The resolution of this debt is linked to a pledge enforcement on VIPL’s entire equity shareholding. The pledge, involving 1,49,16,260 shares—representing 100% of VIPL’s equity—was initiated by Axis Trustee Services Limited, which acted on behalf of CFM Asset Reconstruction Private Limited and Axis Bank Limited, the principal lenders to VIPL.
As a result, the lenders will now hold all voting rights associated with VIPL’s shares and assume full management and control of the company.
This settlement means that Reliance Power’s obligations as a guarantor for VIPL’s debt have been fully resolved. According to Ramandeep Kaur, RPower’s Company Secretary cum Compliance Officer, this action results in the release and discharge of the corporate guarantee, undertakings, and all associated claims related to VIPL’s outstanding debt.
This move effectively removes VIPL from Reliance Power’s financial structure, with VIPL set to cease being a subsidiary effective September 19, 2024.
On the day of the announcement, Reliance Power’s share price saw a positive movement, closing up 1% at ₹31.41 on the BSE. This increase reflects a favorable market reaction to the settlement and the perceived reduction in financial strain for the company.
The demerger of VIPL has been an anticipated event for investors and analysts, given the subsidiary’s negligible contribution to Reliance Power’s consolidated revenue and its negative net worth of ₹3,086.29 crore reported for the last financial year. VIPL’s financial struggles and minimal impact on the parent company’s overall performance likely resolved this debt a priority for Reliance Power.
Despite the positive movement in Reliance Power’s share price following the announcement, there is a broader context to consider. The stock had recently faced pressure due to trends observed post-bonus issue announcements, with ongoing concerns about the stock’s performance in the near term. A Mint poll reflected investor uncertainty about whether the downward pressure on Reliance’s shares would persist.
The transaction involving VIPL’s debt resolution was not categorized as a related party transaction. The lenders involved are independent entities, not affiliated with RPower’s promoter group or associated companies. This distinction clarifies that the debt settlement is part of standard financial restructuring and not a maneuver within a broader scheme of arrangement.

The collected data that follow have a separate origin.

PR #265, opened 2017-05-02
Fix link to R for Data Science in dplyr lesson

jcoliver:
Link to http://r4ds.had.co.nz/ in the dplyr lesson (episode 13) was incomplete.


naupaka:
Thanks!

PR #269, opened 2017-05-08
s/scatter/spread as keypoint

lwjohnst86:
The keypoint says "scatter() to convert from long to wide" but there is no scatter command. It should be spread


naupaka:
Wow - that's a good catch of an obvious mistake. Thanks!

PR #279, opened 2017-06-06
Update 03-seeking-help.Rmd

hkronenb:
I made a small changer here because I feel like "<-" is less intuitive to a new R user than "+" and  therefore might be a better place to start when showing help examples.


naupaka:
Thanks!

PR #281, opened 2017-06-26
Update 05-data-structures-part2.Rmd Challenge 2

ReneHeim:
I would propose to change Challenge 2 because is has no relation to the section that is leading to this challenge. The mentioned challenge asks to use the source function but this function has not been mentioned before. I would either explain why source() is used at all and provide an example (tiny function maybe that is saved as a script somewhere and is then sourced) or I would not cover source in this lesson and rather offer a challenge that shows the student maybe some in-built datasets and (e.g. Iris). The student could add another row that contains useful calculations from already extisting rows (e.g. standard deviation). Such a task would further familiarize the student with manipulating dataframes by using an example that could show up in reality as well.

---

---

### DIFF
--- a/_episodes_rmd/05-data-structures-part2.Rmd
+++ b/_episodes_rmd/05-data-structures-part2.Rmd
@@ -291,6 +291,15 @@ into a script file so we can come back to it later.
 > Run the script using the `source` function, using the file path
 > as its argument (or by pressing the "source" button in RStudio).
 >
+> The 'source' function can be used to use a script within a script.
+> Assume you would like to load the same type of file over and over 
+> again and therefore you need to specify the arguments to fit the 
+> needs of your file. Instead of writing the necessary argument again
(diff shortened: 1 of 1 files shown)


naupaka:
I agree with your critique @ReneHeim. I'm not sure how other people feel about this, but my sense is that the `source()` function becomes most useful once you've learned about writing functions and can move those functions to a separate file to keep your main script more tidy. So maybe this content belongs somewhere over near where we cover functions?

tomwright01:
I often use source commands to seperate (and hide) complex chunks of code, as such I do often use it to load and clean my data. However I agree it's really poorly integrated in it's current location. 
Perhaps it would fit best before __combining function__ in `10-functions` , we could then demonstrate how a source file can be used to define some utility functions `fahr_to_kelvin` and `kelvin_to_celcius` which can then be used in the __combining functions__ section.

Issue #178, opened 2016-09-02
Environment doesn't have y as variable


rgaiacs:
> Managing your environment
> 
> There are a few useful commands you can use to interact with the R session.
> 
> `ls` will list all of the variables and functions stored in the global environment (your working R session):
> 
> ```
> ls()
> [1] "x" "y"
> ```

but we never defined `y` before.

naupaka:
What lesson and line is this from?

liz-is:
This occurs in [lesson1, line 389](https://github.com/swcarpentry/r-novice-gapminder/blob/gh-pages/_episodes_rmd/01-rstudio-intro.Rmd#L389).

naupaka:
It's because of the script used to build all the lessons uses `x, y` as parameter values, so then these exist as objects inside the function for all of the lessons. See: https://github.com/swcarpentry/r-novice-gapminder/blame/gh-pages/bin/generate_md_episodes.R#L30

Example of the situation:

```r
test <- function(x, y) {
  # this is where all the knit() calls go
  print(ls())
}
test(1,2)
[1] "x" "y"
```

Not sure best way to get around this. Maybe easiest (although hacky) would be to just assign something to `y` so that the output of `ls()` isn't surprising.

naupaka:
Closed by #282

PR #282, opened 2017-06-27
define variable 'y'

vince-p:
The output of the command ls() on line 397 shows two variables, x and y. But (confusingly) there is no place that the y variable is defined in the current lesson. This simple change will make the output of ls() consistent for anyone who is following along exactly.


naupaka:
Thanks for the PR. This problem is described in #178. The root of it is the function that renders the `.Rmd`, but I think this fix is the most simple and straightforward way to handle the issue. Closes #178.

This transaction does not involve the sale, lease, or disposal of any of RPower’s other assets or undertakings, which reassures stakeholders about the scope and nature of the resolution.
As Reliance Power moves forward without VIPL as a subsidiary, the focus will likely shift to how the company will manage its remaining assets and strategic initiatives. The settlement of this debt could be a positive signal for investors, indicating that the company is making headway in resolving financial challenges and refocusing its efforts on core operations and growth areas.
The settlement of VIPL’s debt represents a significant development for Reliance Power, potentially improving its financial health and simplifying its corporate structure. Investors and market watchers will be keenly observing how this change impacts Reliance Power’s future performance and whether it will contribute to a more stable and profitable trajectory for the company.